Jeanie Segall, part of the skeleton crew remaining at the LICH clinic, said, “I’m so glad there’s somebody out there who embodies and wants to support the values that the Democratic Party is supposed to value and support.”

Some former LICH patients said they also liked Teachout. “I just think it’s great that somebody is going to be running against Cuomo,” said Bette Bast. “She’s going to beat his tail.”

“I’m just looking forward to getting Gov.
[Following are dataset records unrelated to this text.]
PR #154, opened 2021-06-25
Change -s to -m in README.md

Strohgelaender:
Commit https://github.com/jplag/jplag/commit/45d11cd681d10992b520c8b8ea15949ba9c5ecfa changed the CLI-Argument -s into -m without changing the corresponding section in the README.md. This PR changes the section to make it consistent with the current code and to avoid confusion among users (like me) who try to use this parameter when executing JPlag.


sebinside:
You're right, totally forgot about that.

Issue #556, opened 2022-08-03
Text frontend unnecessarily overcomplicated


tsaglam:
The [text frontend](https://github.com/jplag/JPlag/tree/master/jplag.frontend.text) is unnecessarily overcomplicated, as the outdated ANTLR grammar can be replaced with functionality provided by CoreNLP. This reduces the size and the complexity.

The grammar essentially splits a text file into words, punctuations, spaces, newlines, and special characters:
https://github.com/jplag/JPlag/blob/24daec9232849befe98499b53c5aa414a21a8c01/jplag.frontend.text/src/main/antlr/text.g#L75-L104

However, only the words are transferred into tokens:
    
> "Don't give me 2 of those! :("

will lead to the following tokens: ```[Don, t, give, me, 2, of, those]```

<br>

**Tasks to do:** 

- [ ] Remove the grammar and change the `ParserAdapter` as follows to replace the [ANTLR grammar](https://github.com/jplag/JPlag/blob/master/jplag.frontend.text/src/main/antlr/text.g)
    - It reads in a file directly
    - Splits the containing text into segments with a call to the CoreNLP tokenizer (see [this example](https://github.com/Gram21/TokenizerExample))
    - Creates the JPlag tokens directly without the grammar from the words created with CoreNLP
    -  The class InputState will become obsolete
- [ ] Make sure to be mindful of all [edge cases](https://github.com/jplag/JPlag/blob/f3b0d1f371cf5b2d03bff7432a4212180165c5d5/jplag.frontend.text/src/main/antlr/text.g#L73-L102).
- [ ] Verify that the old and the new text frontend behave similarly

dfuchss:
We could also think about enhancing this frontend by using standard language techniques (stemming etc.) to find even more similarities.

tsaglam:
> We could also think about enhancing this frontend by using standard language techniques (stemming etc.) to find even more similarities.

I had the same idea and was considering this as a future PISE topic. Maybe we can use CoreNLP here.

Issue #586, opened 2022-08-11
Jar almost 50MB large as it bundles Scala language


JanWittler:
The JPlag Jar is currently 46.8 MB large which appears unnecessary high to me. If unpacked, you can see that this is mainly due to bundling the entire Scala language which unpacked is 77 MB.
This is not a critical issue but we should think about how we can reduce the memory footprint of the Jar.
Options I currently see are to use a different Scala language module parser or to somehow dynamically poll language modules instead of always bundling all.

dfuchss:
The positive thing is that as soon as we clean up the dependencies.
Only the packaged CLI will has this large size. (And of course, everyone who uses scala)

tsaglam:
In the future, we may release two versions of JPlag (and thus two Jars):

- Slim: Only the main programming languages
- Full: All programming languages, modeling languages and text

alberth:
Currently there is a need for `@MetaInfServices(de.jplag.Language.class)` in a language (unless that is old information).

Can't that be used to make an empty JPlag framework jar, and a bunch of jars (one for each language) so the user can download the parts they want  and combine them locally?

tsaglam:
> Currently there is a need for `@MetaInfServices(de.jplag.Language.class)` in a language (unless that is old information).

Yes, the languages are currently located by the service loader.

> Can't that be used to make an empty JPlag framework jar, and a bunch of jars (one for each language) so the user can download the parts they want and combine them locally?

Yes, that would be possible. Each language could be an additional jar; running them locally would require them to be in the same directory, afaik. We currently, however, favor a solution where we have two versions of JPlag to download. A base version with the most commonly used languages that has a small size. And then an extended version including the larger language modules and more exotic languages like the EMF modeling language module. However, this decision is not final so there is still room for discussions.

PR #622, opened 2022-08-26
Replace ANTLR with CoreNLP in text frontend

SirYwell:
Targets #556.

With this PR, text is now tokenized by CoreNLP.

This has some more or less obvious effects:
- CoreNLP does not provide per-token line numbers. Therefore, we need to go through the file contents ourselves to keep track of line numbers and line break indexes to calculate columns. The behavior of supporting CR, LF, and CRLF stays.
- Without further adjustments, CoreNLP recognizes almost all non-whitespace symbols as tokens. Also, the splitting behavior differs (e.g. `1.5` was tokenized as `|1|5` before, now it's just `|1.5`). As a very simple way to get a somewhat similar behavior, I added the `isWord` method that checks if the token contains any alphanumeric symbols.
- CoreNLP also seems to recognize XML. In the javadoc test, it therefore creates one token for each tag.

There are likely more differences on other inputs.

A diff for the current output of the javadoc test can be found here: <https://gist.github.com/SirYwell/93c22c41af2adfdd549e56564c3260f2/revisions> (I simply pasted the original and edited with the current state)

I didn't change the existing test yet as I first would like to get some feedback on the current implementation.

(cc @tsaglam, I started working on this as discussed)


tsaglam:
@SirYwell just FYI I am out of the office until 5.8, I will have a look at your work after that.

README.md
```diff
@@ -29,7 +29,7 @@ In the following, a list of all supported languages with their supported languag
 | [Scheme](http://www.scheme-reports.org)                          |       ? | scheme                | unknown | JavaCC |
 | [EMF Metamodel](https://www.eclipse.org/modeling/emf/)           |  2.25.0 | emf-metamodel         | alpha | EMF |
 | [EMF Metamodel](https://www.eclipse.org/modeling/emf/) (dynamic) |  2.25.0 | emf-metamodel-dynamic | alpha | EMF |
-| Text (naive)                                                     |       - | text                  | legacy | ANTLR |
+| Text (naive)                                                     |       - | text                  | legacy | CoreNLP |
```
JanWittler, line 32: I'd say we can remove the naive part here with this improvement

jplag.frontend.text/src/main/java/de/jplag/text/TokenPosition.java
```diff
@@ -0,0 +1,8 @@
+package de.jplag.text;
+
+public record TokenPosition(
+    int line,
+    int column,
+    int length
+) {
+}
```
JanWittler, line 8: Please provide some minimal documentation here

jplag.frontend.text/src/main/java/de/jplag/text/ParserAdapter.java
```diff
@@ -1,23 +1,36 @@
...
+import java.nio.file.Path;
+import java.util.HashMap;
+import java.util.Map;
+import java.util.Properties;
 
 public class ParserAdapter extends AbstractParser {
 
     private final Map<String, Integer> tokenTypes = new HashMap<>();
+    private final StanfordCoreNLP pipeline;
     private int tokenTypeIndex = 1; // 0 is FILE_END token, SEPARATOR is not used as there are no methods.
```
JanWittler, line 22: Seems there is an old bug in the text frontend. Please change this value to 2. Even though `SEPARATOR` is not used, as the constants don't have any identity, the value `1` will still be interpreted as it. Thus, we must not use it for custom token constants.

jplag.frontend.text/src/main/java/de/jplag/text/ParserAdapter.java
```diff
@@ -1,23 +1,36 @@
...
 
     private TokenList tokens;
     private String currentFile;
+    private int currentLine;
+    private int currentLineIndex;
```
JanWittler, line 27: This is rather the rather the `globalCharIndex`, right? At least from the name it is not clear to me what the purpose of the attribute is.

jplag.frontend.text/src/main/java/de/jplag/text/TokenPosition.java
JanWittler: Or actually, you could also just remove this record, adjust the constructor of `TextToken` to take these 3 values and pass them directly. As far as I see, the record has no significance.

JanWittler (commented):
Thanks for the improvement. The code looks overall good to me, I added some minor remarks.

As a remark for @jplag/maintainer: This PR increases the binary to ~70MB (see #586). We should keep an eye on this.

jplag.frontend.text/src/main/java/de/jplag/text/ParserAdapter.java
SirYwell: It's the global index of the current line break. I'm not sure about a better name, but I'll add a comment explaining it. If you have a better name, please let me know.

README.md
SirYwell: I don't have a strong opinion on this, but as we don't use any other CoreNLP feature than tokenzing, it's still somewhat naive.

jplag.frontend.text/src/main/java/de/jplag/text/ParserAdapter.java
```diff
@@ -32,42 +49,75 @@ public TokenList parse(File directory, String[] files) {
...
-            inputState = new InputState(inputStream);
-            TextLexer lexer = new TextLexer(inputState);
-            lexer.setFilename(file);
-            lexer.setTokenObjectClass("de.jplag.text.AntlrParserToken");
+    private boolean isWord(CoreLabel token) {
+        // consider a token as a word if it contains any alphanumeric character
+        String text = token.originalText();
+        for (int i = 0; i < text.length(); i++) {
+            char c = text.charAt(i);
+            if (Character.isAlphabetic(c) || Character.isDigit(c)) {
```
tsaglam, line 99: You can use a foreach loop with `String.toCharArray()`. Makes it a bit more cleaner.

tsaglam: Or you can use a more functional one liner:
`return text.chars().anyMatch(it -> Character.isAlphabetic(it) || Character.isDigit(it))`

tsaglam (changes requested):
Just a few minor comments.

jplag.frontend.text/src/main/java/de/jplag/text/ParserAdapter.java
JanWittler: Then I would name it `currentLineBreakIndex` to make things clear.

README.md
dfuchss: I would suggest to keep "naive" until some mechanism like lemma or stemming is added

tsaglam (approved):
Looks good!

README.md
tsaglam: I agree with @dfuchss

SirYwell:
If you're happy with the resulting tokens, I'd update the old test with the new numbers accordingly.

tsaglam:
> If you're happy with the resulting tokens, I'd update the old test with the new numbers accordingly.

@SirYwell Yes, I think the resulting tokens look goo.! You can move ahead!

Cuomo out and somebody new into office who actually cares about healthcare and people, and continuing service and not closing any more hospitals,” said Debra Bingham.

Doug Biviano, running for Assembly in the 52nd District in Brooklyn, said that he hoped that Teachout, “as an expert in corruption,” would be looking into the “special interest relationships, the power grabs behind all this.” He accused Mayor Bill de Blasio and the Working Families Party, “party boss” Frank Seddio and his law partner and SUNY attorney Frank Carone of working together as part of the political machine.

This story has been update to delete some lines at the end that were a repeeat of an earlier quote.